(Data extracted from a collection)
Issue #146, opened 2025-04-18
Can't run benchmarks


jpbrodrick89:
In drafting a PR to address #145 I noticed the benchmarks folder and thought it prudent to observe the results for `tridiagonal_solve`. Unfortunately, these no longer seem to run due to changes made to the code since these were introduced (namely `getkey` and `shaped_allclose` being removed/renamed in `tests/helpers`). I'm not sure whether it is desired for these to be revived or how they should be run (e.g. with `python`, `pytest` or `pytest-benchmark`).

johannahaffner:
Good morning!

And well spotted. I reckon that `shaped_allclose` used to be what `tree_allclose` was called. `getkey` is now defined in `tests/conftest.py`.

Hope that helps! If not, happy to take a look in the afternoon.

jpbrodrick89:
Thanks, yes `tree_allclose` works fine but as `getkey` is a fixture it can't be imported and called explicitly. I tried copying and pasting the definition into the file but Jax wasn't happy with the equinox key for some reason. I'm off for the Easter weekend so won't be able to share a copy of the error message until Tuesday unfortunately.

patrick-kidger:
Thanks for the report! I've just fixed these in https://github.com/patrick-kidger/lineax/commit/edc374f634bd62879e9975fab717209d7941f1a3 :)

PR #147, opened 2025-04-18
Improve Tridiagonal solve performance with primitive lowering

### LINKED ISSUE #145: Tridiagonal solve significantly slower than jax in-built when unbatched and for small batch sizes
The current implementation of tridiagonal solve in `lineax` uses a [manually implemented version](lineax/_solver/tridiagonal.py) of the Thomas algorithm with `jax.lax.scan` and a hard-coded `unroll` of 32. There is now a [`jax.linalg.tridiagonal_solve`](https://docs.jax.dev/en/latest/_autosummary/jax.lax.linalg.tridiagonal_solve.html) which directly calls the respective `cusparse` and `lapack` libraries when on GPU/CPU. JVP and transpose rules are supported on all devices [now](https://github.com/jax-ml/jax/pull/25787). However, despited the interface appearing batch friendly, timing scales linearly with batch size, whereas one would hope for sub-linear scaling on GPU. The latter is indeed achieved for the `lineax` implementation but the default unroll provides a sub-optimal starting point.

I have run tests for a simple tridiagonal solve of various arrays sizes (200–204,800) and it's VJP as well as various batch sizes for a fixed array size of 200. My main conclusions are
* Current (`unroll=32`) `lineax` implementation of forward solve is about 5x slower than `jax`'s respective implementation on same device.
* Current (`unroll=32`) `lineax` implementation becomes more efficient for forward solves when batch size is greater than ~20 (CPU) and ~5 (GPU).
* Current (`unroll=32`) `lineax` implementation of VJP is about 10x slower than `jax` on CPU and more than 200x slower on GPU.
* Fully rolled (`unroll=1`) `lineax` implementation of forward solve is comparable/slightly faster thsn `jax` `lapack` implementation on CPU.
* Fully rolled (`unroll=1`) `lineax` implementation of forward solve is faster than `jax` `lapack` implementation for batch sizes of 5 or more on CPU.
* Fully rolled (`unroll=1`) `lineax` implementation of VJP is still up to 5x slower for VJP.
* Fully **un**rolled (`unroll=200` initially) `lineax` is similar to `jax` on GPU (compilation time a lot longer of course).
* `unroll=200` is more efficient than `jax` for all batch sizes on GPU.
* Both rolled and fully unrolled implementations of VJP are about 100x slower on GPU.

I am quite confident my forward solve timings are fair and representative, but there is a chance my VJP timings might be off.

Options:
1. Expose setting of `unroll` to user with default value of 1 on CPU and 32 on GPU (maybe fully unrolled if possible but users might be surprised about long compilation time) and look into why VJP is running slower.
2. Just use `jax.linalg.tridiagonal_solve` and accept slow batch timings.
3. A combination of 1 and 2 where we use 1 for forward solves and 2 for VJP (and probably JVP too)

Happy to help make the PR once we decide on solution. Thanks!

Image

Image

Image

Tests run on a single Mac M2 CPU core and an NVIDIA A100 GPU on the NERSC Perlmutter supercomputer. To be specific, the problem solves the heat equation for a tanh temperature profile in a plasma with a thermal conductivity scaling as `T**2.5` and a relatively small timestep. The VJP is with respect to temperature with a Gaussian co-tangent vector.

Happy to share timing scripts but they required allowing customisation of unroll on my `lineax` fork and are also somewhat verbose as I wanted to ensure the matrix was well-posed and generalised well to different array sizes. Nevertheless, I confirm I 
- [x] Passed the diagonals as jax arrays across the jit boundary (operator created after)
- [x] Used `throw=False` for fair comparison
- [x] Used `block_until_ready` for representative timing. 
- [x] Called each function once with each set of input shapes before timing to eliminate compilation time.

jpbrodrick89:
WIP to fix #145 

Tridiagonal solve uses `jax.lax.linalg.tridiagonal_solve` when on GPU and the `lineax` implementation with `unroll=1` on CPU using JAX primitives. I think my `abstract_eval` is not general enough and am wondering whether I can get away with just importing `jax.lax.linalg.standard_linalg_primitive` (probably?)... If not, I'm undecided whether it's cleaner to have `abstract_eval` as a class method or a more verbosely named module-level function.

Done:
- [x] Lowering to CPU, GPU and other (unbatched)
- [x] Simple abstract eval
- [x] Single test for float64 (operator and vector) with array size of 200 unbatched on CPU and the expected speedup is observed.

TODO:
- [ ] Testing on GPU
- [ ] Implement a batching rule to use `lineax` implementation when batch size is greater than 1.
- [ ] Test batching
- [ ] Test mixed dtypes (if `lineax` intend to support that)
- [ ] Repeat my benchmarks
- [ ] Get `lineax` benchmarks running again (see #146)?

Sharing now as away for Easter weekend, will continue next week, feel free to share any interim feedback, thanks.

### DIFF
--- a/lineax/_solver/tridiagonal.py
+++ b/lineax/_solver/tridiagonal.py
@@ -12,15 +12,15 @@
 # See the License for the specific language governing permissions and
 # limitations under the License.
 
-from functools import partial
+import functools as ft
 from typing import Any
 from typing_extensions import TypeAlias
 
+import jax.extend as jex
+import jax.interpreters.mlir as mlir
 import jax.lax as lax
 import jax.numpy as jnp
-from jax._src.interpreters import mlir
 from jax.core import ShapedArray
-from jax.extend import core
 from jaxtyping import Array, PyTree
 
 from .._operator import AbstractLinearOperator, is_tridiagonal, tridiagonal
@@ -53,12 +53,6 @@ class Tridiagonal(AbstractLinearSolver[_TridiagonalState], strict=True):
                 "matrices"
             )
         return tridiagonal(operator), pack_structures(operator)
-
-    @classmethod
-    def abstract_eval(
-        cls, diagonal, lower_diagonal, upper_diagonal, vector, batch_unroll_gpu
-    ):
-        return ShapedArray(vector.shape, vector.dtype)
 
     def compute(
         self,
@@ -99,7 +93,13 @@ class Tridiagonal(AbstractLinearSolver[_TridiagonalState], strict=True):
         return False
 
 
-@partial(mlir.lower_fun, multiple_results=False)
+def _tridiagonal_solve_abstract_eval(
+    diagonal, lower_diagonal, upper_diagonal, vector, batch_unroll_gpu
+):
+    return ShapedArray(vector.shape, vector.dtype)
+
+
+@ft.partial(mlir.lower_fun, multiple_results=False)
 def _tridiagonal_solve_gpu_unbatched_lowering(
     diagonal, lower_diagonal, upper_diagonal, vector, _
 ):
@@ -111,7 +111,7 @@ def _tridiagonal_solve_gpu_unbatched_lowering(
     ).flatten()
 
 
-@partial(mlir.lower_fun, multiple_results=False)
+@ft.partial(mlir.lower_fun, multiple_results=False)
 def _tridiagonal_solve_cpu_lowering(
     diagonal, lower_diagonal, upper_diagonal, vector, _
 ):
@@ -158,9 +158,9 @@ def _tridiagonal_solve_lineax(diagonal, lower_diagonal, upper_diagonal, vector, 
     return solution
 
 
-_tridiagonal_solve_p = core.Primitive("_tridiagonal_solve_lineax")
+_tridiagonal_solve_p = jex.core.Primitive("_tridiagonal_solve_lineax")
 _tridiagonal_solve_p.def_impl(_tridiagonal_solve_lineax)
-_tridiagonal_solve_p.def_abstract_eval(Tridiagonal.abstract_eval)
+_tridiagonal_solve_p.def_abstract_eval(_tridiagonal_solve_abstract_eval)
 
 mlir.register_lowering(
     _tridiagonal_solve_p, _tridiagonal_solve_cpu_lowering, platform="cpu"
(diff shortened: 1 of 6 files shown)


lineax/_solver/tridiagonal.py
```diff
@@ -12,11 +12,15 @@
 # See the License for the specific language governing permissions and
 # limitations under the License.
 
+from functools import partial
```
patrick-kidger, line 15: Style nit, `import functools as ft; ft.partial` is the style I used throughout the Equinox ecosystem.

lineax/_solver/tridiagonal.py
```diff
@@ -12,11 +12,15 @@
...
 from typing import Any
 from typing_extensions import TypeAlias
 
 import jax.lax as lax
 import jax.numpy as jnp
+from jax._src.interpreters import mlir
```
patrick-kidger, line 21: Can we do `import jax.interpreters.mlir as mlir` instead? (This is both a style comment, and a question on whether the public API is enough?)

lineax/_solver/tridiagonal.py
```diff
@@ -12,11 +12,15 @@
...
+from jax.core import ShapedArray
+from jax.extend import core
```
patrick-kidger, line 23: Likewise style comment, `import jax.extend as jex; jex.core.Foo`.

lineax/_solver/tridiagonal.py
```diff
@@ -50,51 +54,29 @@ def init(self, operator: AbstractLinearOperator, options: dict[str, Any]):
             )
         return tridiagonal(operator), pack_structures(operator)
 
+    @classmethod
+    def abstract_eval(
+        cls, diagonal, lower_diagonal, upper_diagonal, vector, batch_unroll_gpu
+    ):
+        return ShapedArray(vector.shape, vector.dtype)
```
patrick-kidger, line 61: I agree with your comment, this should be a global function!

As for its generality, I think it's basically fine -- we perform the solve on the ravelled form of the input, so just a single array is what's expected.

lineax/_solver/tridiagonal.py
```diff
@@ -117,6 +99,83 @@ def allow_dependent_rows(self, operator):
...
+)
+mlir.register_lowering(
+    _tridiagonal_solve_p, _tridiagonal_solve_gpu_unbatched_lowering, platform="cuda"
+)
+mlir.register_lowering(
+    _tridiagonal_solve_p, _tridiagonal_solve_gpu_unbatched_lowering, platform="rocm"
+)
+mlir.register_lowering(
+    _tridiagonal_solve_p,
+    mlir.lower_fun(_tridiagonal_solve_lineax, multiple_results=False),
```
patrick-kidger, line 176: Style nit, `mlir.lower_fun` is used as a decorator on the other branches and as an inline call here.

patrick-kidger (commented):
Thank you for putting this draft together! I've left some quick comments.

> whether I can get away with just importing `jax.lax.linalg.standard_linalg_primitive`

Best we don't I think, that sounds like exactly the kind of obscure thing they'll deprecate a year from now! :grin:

#### [TASK DESCRIPTION]
Which lines above hold the string "greater"? Copy each of them.

#### [WRITTEN ANSWER]
* Current (`unroll=32`) `lineax` implementation becomes more efficient for forward solves when batch size is greater than ~20 (CPU) and ~5 (GPU).
- [ ] Implement a batching rule to use `lineax` implementation when batch size is greater than 1.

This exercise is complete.